**RECORDS FOR THIS TASK:**
^^^^^^^^^^^^^^^^
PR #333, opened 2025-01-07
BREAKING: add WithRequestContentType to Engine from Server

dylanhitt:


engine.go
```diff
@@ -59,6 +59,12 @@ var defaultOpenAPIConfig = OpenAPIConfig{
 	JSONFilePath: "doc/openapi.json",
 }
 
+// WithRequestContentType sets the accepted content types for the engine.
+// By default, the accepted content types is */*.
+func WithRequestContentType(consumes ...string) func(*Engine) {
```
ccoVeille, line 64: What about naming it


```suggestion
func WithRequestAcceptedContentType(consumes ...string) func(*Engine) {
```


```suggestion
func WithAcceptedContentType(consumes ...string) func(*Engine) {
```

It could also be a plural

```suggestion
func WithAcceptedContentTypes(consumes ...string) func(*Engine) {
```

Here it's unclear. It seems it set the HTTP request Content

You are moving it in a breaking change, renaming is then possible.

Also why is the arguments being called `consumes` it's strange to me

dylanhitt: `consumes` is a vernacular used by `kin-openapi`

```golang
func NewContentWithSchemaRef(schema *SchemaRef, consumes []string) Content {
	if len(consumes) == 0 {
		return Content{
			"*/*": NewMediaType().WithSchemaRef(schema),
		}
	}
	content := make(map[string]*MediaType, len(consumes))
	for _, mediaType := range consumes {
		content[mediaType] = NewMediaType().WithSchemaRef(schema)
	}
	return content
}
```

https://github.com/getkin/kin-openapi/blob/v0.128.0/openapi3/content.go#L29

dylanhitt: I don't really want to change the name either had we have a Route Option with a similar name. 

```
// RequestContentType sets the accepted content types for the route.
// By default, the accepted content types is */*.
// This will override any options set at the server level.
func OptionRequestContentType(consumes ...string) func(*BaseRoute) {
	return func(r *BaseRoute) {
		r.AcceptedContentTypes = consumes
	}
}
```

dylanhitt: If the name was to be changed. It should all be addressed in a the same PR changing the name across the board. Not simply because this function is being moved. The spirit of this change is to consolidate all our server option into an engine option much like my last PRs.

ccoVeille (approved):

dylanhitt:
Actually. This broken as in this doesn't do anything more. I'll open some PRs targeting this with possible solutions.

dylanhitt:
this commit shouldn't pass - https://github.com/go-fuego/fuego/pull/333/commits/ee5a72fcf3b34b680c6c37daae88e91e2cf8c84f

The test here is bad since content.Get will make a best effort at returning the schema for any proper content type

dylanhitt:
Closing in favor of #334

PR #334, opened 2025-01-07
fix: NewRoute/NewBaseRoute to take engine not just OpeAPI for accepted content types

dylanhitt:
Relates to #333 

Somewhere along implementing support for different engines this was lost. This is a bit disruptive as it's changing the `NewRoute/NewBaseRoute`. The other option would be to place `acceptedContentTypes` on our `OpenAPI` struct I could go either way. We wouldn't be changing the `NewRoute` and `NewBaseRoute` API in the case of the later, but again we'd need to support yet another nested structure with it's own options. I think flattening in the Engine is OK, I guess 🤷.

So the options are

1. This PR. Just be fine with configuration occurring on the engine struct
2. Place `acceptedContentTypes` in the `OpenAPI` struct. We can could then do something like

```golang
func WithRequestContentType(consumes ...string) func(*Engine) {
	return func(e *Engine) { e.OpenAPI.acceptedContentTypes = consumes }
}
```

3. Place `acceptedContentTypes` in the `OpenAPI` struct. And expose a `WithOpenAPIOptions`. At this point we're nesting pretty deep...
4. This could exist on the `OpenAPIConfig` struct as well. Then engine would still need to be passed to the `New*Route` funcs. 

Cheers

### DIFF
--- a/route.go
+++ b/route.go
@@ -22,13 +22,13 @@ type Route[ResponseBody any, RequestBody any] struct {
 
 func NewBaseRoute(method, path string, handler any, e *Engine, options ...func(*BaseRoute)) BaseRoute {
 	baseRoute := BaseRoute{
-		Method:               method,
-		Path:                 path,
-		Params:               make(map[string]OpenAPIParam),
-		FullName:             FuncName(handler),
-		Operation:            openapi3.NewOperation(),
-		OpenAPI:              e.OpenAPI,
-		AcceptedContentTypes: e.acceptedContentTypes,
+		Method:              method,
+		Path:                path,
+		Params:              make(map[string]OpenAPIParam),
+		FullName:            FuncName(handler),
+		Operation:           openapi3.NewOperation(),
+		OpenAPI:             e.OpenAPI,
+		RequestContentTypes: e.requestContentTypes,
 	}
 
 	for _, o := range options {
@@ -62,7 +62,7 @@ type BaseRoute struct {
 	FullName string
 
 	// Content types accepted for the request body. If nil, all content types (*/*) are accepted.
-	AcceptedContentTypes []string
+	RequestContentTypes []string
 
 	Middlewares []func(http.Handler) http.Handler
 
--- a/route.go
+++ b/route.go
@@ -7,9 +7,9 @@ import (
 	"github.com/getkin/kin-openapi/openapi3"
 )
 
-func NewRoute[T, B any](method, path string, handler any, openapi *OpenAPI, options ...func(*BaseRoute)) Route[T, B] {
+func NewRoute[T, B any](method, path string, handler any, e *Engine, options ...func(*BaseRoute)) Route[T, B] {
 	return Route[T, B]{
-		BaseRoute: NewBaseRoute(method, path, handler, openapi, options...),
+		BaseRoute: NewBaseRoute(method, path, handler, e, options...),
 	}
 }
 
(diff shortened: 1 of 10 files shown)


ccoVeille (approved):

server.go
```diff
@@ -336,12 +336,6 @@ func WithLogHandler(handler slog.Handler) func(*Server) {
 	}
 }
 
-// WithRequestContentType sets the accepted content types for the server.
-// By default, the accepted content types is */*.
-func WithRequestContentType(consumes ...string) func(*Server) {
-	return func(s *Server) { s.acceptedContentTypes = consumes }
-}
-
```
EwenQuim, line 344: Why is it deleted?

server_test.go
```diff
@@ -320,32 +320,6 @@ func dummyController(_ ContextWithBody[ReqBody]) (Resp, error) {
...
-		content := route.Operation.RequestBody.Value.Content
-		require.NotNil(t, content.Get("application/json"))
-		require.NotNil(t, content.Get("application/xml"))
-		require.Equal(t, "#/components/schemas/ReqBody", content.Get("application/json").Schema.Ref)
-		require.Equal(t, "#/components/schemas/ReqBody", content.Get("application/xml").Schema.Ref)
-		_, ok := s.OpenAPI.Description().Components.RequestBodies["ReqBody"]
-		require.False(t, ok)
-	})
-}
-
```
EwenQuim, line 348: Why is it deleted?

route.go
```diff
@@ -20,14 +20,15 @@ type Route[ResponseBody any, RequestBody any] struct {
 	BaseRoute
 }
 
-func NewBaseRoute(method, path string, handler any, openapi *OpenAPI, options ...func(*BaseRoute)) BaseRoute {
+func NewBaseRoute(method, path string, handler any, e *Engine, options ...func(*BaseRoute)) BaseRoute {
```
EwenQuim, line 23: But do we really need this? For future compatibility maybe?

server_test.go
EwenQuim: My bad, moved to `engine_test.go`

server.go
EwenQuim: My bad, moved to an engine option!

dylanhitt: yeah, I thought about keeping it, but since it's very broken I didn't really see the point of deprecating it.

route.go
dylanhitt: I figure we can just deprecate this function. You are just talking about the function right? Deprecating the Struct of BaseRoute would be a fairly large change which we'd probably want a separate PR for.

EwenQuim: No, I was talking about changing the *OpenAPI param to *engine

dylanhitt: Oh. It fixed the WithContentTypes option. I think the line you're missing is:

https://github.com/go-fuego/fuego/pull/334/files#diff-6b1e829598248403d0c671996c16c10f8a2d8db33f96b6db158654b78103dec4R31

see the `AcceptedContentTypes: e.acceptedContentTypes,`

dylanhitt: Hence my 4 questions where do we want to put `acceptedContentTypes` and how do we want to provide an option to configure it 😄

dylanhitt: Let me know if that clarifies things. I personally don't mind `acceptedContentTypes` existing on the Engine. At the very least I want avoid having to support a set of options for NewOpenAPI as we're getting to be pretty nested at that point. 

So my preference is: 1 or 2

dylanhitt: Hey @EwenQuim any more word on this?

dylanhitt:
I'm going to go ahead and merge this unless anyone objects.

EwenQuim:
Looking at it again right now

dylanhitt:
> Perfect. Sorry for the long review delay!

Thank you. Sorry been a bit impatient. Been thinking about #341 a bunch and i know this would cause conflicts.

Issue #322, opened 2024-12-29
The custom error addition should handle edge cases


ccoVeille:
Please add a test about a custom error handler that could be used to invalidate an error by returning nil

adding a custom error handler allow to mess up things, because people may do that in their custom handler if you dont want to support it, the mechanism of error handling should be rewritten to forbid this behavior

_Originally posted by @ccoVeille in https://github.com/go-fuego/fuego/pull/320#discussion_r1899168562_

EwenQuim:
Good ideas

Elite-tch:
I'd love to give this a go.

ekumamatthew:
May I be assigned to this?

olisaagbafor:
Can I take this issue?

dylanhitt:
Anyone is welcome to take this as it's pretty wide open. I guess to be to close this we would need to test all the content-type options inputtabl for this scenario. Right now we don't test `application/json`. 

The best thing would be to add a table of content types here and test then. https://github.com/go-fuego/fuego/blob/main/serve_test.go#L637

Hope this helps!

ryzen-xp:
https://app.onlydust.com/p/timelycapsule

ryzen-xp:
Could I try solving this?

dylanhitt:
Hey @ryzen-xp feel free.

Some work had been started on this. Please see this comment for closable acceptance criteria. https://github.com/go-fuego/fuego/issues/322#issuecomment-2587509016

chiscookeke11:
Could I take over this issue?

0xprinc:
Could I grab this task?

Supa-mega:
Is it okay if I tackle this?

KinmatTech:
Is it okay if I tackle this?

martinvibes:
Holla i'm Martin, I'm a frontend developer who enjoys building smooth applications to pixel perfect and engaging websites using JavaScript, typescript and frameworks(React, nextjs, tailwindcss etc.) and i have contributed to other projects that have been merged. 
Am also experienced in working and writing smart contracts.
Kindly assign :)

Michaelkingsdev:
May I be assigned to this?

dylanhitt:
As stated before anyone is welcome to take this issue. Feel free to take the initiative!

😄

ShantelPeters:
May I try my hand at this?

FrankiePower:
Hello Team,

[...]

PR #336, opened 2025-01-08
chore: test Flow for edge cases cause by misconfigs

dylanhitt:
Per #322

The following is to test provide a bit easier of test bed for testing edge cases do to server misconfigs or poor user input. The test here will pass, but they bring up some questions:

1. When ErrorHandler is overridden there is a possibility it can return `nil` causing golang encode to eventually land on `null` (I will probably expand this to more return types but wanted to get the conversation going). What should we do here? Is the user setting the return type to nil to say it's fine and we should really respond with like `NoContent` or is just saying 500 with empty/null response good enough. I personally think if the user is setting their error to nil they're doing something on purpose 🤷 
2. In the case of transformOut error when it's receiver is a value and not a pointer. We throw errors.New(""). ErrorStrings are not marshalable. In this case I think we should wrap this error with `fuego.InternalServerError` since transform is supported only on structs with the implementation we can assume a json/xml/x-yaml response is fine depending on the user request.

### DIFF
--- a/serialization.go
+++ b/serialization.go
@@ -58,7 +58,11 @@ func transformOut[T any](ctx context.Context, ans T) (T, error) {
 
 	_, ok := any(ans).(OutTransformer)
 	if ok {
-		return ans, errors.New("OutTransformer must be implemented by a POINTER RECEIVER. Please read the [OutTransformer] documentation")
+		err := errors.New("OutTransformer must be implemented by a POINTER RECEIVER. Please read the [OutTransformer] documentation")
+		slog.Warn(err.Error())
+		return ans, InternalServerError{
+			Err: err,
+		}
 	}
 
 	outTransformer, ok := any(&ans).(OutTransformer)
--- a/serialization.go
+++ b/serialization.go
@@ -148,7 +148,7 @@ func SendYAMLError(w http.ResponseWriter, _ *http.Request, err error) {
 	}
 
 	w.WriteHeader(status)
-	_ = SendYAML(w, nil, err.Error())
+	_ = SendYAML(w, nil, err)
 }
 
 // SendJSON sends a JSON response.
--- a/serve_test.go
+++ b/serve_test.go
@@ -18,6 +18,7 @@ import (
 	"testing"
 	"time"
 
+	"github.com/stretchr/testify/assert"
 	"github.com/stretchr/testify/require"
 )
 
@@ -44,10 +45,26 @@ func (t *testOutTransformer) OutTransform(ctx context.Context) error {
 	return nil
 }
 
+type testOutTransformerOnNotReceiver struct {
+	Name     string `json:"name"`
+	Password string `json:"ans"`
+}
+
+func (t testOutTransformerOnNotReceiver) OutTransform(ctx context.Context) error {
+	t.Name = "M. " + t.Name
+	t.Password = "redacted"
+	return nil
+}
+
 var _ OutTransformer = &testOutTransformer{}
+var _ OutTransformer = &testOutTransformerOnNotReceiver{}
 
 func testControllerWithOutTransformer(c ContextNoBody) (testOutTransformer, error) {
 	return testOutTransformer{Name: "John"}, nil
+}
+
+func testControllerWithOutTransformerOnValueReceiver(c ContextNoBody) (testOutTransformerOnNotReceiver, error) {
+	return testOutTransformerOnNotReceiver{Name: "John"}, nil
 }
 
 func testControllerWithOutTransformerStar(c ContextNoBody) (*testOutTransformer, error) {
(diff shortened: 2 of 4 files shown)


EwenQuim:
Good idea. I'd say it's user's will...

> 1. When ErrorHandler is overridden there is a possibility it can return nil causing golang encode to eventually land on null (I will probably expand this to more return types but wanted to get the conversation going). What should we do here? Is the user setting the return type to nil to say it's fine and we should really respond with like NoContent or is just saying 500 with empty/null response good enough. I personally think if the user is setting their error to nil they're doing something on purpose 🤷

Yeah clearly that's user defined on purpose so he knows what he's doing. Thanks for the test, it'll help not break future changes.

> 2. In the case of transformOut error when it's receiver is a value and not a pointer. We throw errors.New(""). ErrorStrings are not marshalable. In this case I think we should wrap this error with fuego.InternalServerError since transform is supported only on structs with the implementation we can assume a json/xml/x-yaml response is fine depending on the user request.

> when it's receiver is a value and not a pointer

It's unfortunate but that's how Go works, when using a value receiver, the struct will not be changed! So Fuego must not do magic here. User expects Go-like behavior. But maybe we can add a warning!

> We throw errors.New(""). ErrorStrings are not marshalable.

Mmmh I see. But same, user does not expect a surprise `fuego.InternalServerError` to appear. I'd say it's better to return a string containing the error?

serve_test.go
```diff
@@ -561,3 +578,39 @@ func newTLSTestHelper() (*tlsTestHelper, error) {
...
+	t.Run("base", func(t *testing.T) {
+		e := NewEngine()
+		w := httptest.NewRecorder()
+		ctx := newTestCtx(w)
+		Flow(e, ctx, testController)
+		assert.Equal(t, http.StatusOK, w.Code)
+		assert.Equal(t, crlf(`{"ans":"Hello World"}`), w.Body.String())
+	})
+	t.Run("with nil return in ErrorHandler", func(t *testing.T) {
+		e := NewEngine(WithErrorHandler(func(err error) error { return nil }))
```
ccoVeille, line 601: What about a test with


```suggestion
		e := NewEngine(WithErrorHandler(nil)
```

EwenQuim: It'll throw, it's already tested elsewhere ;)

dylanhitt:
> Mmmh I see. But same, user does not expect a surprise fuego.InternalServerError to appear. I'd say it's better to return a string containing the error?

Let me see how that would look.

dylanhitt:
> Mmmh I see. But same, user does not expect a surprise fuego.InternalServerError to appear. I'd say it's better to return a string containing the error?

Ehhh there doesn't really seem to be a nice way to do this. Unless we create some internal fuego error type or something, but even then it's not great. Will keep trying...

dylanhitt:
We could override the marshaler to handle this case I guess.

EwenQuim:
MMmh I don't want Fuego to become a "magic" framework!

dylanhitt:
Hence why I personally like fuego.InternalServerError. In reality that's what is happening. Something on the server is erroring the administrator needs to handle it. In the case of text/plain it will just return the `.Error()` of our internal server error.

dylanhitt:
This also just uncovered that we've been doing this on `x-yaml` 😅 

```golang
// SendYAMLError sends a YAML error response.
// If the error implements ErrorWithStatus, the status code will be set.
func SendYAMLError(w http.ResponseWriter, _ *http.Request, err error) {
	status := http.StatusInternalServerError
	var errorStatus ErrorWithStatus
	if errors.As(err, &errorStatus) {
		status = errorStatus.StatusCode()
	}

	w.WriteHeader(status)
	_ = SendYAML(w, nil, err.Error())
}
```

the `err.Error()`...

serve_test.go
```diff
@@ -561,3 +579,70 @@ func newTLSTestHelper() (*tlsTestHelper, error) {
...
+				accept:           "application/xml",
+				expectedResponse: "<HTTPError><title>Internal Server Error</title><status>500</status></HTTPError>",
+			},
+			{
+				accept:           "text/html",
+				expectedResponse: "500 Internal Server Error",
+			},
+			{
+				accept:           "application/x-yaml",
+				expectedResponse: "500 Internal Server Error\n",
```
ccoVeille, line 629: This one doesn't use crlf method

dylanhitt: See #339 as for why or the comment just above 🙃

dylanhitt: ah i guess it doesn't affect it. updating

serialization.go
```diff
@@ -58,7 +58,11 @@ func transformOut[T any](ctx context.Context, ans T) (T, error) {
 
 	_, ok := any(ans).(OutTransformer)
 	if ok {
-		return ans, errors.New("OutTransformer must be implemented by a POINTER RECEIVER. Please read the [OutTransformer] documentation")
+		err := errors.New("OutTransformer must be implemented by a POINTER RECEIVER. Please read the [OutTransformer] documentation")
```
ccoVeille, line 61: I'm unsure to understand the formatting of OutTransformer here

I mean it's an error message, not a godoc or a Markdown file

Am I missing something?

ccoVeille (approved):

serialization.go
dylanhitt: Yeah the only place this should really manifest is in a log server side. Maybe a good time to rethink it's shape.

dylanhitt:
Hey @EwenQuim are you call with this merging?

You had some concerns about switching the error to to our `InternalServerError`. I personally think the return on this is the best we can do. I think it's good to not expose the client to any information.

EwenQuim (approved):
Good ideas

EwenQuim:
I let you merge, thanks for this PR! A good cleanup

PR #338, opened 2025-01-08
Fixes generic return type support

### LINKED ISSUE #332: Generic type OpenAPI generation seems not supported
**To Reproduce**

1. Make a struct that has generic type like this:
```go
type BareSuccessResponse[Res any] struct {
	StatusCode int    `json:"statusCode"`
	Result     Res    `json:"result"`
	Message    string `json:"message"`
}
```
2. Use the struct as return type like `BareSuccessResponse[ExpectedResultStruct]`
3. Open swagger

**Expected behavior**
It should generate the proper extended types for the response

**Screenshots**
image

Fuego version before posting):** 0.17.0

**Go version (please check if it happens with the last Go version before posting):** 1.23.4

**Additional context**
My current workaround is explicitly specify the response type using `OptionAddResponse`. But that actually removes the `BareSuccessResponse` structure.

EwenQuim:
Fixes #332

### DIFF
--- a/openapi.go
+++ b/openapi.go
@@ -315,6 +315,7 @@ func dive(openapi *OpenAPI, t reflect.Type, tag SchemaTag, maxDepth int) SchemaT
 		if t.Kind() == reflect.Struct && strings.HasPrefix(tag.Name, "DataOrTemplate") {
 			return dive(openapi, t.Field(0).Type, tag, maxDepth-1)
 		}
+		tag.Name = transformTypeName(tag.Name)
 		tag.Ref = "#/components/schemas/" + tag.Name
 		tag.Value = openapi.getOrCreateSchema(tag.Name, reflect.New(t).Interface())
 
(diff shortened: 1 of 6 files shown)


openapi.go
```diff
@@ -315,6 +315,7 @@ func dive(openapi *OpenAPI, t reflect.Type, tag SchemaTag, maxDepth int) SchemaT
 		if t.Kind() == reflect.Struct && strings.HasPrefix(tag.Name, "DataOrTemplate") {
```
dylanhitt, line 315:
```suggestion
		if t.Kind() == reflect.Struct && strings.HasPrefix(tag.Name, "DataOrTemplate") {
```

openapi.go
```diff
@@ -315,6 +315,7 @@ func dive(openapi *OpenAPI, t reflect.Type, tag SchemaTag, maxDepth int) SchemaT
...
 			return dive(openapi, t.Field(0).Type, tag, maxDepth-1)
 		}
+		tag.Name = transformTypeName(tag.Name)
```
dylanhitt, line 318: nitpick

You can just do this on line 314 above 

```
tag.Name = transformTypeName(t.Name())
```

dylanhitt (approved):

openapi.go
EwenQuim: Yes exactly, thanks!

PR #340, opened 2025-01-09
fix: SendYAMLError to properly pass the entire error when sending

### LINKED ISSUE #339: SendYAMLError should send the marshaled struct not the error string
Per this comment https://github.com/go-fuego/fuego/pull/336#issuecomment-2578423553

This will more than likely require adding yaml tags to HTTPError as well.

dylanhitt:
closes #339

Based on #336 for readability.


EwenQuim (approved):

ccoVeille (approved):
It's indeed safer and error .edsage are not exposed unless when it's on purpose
^^^^^^^^^^^^^^^^
**TASK REQUIREMENTS:**
Search the material above for the word "causing", and return each line that holds it.

**REPLY TO THE TASK:**
1. When ErrorHandler is overridden there is a possibility it can return `nil` causing golang encode to eventually land on `null` (I will probably expand this to more return types but wanted to get the conversation going). What should we do here? Is the user setting the return type to nil to say it's fine and we should really respond with like `NoContent` or is just saying 500 with empty/null response good enough. I personally think if the user is setting their error to nil they're doing something on purpose 🤷 
> 1. When ErrorHandler is overridden there is a possibility it can return nil causing golang encode to eventually land on null (I will probably expand this to more return types but wanted to get the conversation going). What should we do here? Is the user setting the return type to nil to say it's fine and we should really respond with like NoContent or is just saying 500 with empty/null response good enough. I personally think if the user is setting their error to nil they're doing something on purpose 🤷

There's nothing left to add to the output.